▶ _Material to process_
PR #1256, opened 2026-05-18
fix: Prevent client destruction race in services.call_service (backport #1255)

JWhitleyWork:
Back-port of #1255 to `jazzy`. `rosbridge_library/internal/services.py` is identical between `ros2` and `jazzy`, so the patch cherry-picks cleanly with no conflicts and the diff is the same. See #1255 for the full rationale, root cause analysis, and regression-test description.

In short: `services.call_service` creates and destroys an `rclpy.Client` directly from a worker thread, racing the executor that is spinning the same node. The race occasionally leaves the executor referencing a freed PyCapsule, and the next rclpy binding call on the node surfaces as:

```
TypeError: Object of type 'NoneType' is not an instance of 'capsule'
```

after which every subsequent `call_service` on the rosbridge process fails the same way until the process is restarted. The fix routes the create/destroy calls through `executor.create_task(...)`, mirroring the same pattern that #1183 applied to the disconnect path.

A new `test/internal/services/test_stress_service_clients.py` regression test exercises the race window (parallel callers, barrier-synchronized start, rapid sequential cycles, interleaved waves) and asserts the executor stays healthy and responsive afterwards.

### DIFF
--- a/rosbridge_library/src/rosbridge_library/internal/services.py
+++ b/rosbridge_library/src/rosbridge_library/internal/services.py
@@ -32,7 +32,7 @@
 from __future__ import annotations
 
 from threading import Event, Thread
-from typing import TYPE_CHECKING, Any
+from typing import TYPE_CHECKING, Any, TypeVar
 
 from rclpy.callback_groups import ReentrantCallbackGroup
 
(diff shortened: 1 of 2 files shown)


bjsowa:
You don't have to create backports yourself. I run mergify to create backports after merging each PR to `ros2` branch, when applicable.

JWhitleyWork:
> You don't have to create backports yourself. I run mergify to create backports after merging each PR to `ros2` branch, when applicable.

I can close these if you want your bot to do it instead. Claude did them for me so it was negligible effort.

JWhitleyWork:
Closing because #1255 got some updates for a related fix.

▶ _Task statement_
Please retype the data exactly as it stands, from its first line down to the line that contains "after which every", then stop.

▶ _Problem solution_
PR #1256, opened 2026-05-18
fix: Prevent client destruction race in services.call_service (backport #1255)

JWhitleyWork:
Back-port of #1255 to `jazzy`. `rosbridge_library/internal/services.py` is identical between `ros2` and `jazzy`, so the patch cherry-picks cleanly with no conflicts and the diff is the same. See #1255 for the full rationale, root cause analysis, and regression-test description.

In short: `services.call_service` creates and destroys an `rclpy.Client` directly from a worker thread, racing the executor that is spinning the same node. The race occasionally leaves the executor referencing a freed PyCapsule, and the next rclpy binding call on the node surfaces as:

```
TypeError: Object of type 'NoneType' is not an instance of 'capsule'
```

after which every subsequent `call_service` on the rosbridge process fails the same way until the process is restarted. The fix routes the create/destroy calls through `executor.create_task(...)`, mirroring the same pattern that #1183 applied to the disconnect path.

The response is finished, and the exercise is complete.